Directions for this task -
Once the line with "TICKET: COIN-4742" is found in the entries below, print it and each following line exactly, stopping after the line with "modules/statics/src/base.ts"; print nothing else.

Data to use -
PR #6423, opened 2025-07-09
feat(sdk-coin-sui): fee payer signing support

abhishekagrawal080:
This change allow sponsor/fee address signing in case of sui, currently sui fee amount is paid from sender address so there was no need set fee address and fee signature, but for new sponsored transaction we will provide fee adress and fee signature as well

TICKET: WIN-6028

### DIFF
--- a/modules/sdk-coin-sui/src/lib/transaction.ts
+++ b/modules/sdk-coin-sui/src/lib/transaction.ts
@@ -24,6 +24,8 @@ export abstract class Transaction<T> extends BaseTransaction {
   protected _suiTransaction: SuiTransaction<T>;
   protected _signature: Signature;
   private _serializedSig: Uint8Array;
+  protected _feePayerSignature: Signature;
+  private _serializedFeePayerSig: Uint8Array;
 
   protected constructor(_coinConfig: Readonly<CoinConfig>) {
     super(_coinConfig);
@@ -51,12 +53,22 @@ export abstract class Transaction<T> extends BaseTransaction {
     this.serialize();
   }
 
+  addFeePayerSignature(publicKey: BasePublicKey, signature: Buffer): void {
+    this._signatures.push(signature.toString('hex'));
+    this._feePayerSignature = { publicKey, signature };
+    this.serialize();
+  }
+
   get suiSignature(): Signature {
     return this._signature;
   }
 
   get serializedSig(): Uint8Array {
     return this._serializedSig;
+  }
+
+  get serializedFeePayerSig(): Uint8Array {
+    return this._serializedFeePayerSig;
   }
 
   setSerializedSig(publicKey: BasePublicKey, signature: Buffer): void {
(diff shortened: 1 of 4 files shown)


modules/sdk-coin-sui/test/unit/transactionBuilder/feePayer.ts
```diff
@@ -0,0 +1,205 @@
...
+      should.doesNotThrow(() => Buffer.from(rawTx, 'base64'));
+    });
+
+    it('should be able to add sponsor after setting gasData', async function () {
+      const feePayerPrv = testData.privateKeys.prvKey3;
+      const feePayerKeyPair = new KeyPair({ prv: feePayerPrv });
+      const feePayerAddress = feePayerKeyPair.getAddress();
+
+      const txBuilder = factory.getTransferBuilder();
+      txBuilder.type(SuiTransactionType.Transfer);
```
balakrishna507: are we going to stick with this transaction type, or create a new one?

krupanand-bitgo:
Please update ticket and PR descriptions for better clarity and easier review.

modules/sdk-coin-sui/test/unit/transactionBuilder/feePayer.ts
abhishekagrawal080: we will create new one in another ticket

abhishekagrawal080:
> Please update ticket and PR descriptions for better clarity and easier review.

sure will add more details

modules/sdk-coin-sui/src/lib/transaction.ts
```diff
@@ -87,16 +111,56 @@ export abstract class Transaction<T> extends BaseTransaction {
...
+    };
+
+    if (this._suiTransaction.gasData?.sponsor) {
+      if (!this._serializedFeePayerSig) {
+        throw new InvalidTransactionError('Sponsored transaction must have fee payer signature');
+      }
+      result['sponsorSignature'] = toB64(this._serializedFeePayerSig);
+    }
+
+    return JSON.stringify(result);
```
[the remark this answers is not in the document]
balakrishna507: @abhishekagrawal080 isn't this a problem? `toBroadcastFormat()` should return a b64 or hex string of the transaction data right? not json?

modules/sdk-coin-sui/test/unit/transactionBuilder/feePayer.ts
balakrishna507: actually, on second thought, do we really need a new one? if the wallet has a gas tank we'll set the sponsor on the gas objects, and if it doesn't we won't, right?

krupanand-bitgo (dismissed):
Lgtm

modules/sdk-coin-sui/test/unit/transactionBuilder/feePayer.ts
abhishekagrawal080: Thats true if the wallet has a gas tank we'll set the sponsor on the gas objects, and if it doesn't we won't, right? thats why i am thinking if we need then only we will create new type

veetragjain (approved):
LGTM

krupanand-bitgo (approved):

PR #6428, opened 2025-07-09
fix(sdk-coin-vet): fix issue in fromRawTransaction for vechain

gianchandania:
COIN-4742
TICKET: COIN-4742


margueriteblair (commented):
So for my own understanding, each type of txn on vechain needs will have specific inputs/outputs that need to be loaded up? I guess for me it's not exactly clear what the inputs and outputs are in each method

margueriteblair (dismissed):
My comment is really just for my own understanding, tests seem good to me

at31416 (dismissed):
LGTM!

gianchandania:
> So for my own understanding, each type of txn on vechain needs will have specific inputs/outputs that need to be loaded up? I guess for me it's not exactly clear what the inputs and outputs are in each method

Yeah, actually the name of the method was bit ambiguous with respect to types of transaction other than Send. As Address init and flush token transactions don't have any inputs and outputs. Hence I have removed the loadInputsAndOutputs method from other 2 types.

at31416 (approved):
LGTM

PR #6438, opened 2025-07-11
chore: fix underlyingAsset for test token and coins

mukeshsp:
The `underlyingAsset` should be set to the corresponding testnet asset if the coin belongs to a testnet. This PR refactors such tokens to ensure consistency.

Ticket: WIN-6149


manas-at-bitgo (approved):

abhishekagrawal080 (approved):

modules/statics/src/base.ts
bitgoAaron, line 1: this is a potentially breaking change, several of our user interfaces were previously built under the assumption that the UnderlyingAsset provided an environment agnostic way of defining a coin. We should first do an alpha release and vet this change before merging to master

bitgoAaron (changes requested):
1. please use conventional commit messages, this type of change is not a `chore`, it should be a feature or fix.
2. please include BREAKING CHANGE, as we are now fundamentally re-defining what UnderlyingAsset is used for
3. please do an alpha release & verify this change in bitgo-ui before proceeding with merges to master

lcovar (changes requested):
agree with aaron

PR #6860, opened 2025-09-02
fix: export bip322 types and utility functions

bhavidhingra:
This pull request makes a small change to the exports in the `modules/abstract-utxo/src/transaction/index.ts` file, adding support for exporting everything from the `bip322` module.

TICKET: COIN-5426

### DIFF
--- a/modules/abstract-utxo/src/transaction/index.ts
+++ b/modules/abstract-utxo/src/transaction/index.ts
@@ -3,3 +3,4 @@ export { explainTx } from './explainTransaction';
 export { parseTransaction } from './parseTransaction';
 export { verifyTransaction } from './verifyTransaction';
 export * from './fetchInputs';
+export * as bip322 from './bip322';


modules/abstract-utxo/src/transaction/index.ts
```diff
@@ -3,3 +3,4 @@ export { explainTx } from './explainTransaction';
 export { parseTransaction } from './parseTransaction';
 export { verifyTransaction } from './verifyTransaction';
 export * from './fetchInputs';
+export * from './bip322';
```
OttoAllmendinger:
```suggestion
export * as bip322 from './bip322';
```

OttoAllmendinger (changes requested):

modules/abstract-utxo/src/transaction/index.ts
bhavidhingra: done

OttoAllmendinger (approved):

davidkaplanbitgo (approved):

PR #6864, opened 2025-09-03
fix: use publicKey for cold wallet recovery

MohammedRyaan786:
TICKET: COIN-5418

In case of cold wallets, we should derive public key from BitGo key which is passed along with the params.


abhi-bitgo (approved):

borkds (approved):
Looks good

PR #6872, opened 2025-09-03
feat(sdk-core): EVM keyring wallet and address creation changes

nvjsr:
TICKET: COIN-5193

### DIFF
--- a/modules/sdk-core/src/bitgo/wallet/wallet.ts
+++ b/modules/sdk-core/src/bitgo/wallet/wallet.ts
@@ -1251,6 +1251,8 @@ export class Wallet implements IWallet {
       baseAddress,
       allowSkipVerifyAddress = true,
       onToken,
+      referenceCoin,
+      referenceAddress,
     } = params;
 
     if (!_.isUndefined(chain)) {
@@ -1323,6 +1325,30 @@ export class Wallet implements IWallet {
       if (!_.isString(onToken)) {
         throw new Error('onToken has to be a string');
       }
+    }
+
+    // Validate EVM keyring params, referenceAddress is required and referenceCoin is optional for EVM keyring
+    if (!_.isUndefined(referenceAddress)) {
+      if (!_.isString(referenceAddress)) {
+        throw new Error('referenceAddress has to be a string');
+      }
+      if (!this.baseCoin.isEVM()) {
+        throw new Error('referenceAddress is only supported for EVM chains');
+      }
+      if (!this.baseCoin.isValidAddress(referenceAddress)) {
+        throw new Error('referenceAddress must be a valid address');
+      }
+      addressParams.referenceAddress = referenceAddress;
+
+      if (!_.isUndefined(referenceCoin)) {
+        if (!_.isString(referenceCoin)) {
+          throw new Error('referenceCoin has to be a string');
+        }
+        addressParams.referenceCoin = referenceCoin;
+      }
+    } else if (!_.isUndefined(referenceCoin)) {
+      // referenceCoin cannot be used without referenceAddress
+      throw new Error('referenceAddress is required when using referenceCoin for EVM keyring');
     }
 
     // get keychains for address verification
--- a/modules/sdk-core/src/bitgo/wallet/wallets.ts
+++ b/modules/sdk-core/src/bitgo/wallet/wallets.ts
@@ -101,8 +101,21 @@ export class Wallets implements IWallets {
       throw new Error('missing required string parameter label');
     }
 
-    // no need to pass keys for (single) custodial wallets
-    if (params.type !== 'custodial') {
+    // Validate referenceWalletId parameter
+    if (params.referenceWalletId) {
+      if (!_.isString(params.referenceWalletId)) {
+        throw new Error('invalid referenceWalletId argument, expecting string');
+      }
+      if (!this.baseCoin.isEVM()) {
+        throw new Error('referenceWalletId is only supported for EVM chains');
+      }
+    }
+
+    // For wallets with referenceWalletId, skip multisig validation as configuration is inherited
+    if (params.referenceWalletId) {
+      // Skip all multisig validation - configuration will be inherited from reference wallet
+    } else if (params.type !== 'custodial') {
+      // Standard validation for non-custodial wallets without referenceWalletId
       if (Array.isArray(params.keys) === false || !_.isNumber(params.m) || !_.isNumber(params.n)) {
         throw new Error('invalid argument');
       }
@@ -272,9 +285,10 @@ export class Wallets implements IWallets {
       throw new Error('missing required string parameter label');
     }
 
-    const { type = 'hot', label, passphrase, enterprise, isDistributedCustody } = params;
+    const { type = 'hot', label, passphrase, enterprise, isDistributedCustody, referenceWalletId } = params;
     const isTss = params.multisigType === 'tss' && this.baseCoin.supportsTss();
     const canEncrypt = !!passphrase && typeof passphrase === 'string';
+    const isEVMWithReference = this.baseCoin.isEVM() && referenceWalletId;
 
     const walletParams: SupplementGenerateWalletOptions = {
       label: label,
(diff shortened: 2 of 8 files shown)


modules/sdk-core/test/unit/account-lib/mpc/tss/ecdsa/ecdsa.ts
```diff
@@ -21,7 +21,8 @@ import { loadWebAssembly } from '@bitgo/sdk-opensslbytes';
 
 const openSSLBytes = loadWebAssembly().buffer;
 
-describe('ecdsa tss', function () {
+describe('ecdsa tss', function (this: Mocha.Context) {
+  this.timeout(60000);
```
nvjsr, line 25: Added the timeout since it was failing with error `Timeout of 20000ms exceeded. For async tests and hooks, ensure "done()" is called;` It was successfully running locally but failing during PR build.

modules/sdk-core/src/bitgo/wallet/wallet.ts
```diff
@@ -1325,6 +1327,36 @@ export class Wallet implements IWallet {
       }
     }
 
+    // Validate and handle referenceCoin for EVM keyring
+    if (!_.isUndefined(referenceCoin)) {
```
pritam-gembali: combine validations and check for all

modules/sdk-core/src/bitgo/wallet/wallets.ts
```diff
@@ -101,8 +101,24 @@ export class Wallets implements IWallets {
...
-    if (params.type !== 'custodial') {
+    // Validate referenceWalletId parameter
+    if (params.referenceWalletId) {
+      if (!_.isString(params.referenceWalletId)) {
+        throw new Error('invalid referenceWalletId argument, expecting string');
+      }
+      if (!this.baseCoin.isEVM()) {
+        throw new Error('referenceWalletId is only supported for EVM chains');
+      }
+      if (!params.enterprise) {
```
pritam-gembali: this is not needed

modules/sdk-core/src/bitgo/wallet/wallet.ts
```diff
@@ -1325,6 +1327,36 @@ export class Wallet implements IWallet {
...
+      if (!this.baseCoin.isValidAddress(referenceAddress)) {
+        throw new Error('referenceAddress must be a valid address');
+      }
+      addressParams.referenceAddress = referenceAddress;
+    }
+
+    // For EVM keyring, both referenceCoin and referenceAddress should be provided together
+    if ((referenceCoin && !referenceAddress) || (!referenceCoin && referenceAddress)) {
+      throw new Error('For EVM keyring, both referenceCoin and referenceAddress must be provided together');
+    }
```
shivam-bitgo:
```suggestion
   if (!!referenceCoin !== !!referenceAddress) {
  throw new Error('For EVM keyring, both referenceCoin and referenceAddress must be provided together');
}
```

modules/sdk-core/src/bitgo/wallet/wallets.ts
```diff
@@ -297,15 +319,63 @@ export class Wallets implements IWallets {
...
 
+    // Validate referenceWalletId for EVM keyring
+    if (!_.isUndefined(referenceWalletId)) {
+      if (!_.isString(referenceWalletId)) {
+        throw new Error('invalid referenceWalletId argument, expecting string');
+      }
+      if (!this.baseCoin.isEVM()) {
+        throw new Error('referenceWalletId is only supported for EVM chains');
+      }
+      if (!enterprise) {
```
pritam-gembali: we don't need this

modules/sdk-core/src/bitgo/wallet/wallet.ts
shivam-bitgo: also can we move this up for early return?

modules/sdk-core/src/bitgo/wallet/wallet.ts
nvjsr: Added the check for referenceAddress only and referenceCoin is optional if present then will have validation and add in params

Result of this exercise -
TICKET: COIN-4742


margueriteblair (commented):
So for my own understanding, each type of txn on vechain needs will have specific inputs/outputs that need to be loaded up? I guess for me it's not exactly clear what the inputs and outputs are in each method

margueriteblair (dismissed):
My comment is really just for my own understanding, tests seem good to me

at31416 (dismissed):
LGTM!

gianchandania:
> So for my own understanding, each type of txn on vechain needs will have specific inputs/outputs that need to be loaded up? I guess for me it's not exactly clear what the inputs and outputs are in each method

Yeah, actually the name of the method was bit ambiguous with respect to types of transaction other than Send. As Address init and flush token transactions don't have any inputs and outputs. Hence I have removed the loadInputsAndOutputs method from other 2 types.

at31416 (approved):
LGTM

PR #6438, opened 2025-07-11
chore: fix underlyingAsset for test token and coins

mukeshsp:
The `underlyingAsset` should be set to the corresponding testnet asset if the coin belongs to a testnet. This PR refactors such tokens to ensure consistency.

Ticket: WIN-6149


manas-at-bitgo (approved):

abhishekagrawal080 (approved):

modules/statics/src/base.ts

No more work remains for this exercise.